Filter the listing below down to the lines holding the word "packages", and copy those lines.
━━━ Available data
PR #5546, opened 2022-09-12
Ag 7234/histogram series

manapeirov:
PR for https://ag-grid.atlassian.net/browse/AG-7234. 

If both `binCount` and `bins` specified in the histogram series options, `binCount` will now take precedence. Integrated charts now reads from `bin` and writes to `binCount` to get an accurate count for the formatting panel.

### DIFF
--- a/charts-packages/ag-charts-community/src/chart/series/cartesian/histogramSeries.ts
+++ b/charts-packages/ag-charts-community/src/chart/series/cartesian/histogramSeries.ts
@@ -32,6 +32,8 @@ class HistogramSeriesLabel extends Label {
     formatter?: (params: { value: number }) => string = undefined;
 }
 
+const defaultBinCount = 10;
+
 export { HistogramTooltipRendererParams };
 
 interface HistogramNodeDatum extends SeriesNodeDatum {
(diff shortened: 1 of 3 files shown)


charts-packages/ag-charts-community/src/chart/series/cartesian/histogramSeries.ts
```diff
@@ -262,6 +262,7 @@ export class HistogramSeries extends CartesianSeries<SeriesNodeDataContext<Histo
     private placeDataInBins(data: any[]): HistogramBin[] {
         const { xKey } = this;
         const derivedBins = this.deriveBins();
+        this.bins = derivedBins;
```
━━━━━━
> _Expected answer_
--- a/charts-packages/ag-charts-community/src/chart/series/cartesian/histogramSeries.ts
+++ b/charts-packages/ag-charts-community/src/chart/series/cartesian/histogramSeries.ts
charts-packages/ag-charts-community/src/chart/series/cartesian/histogramSeries.ts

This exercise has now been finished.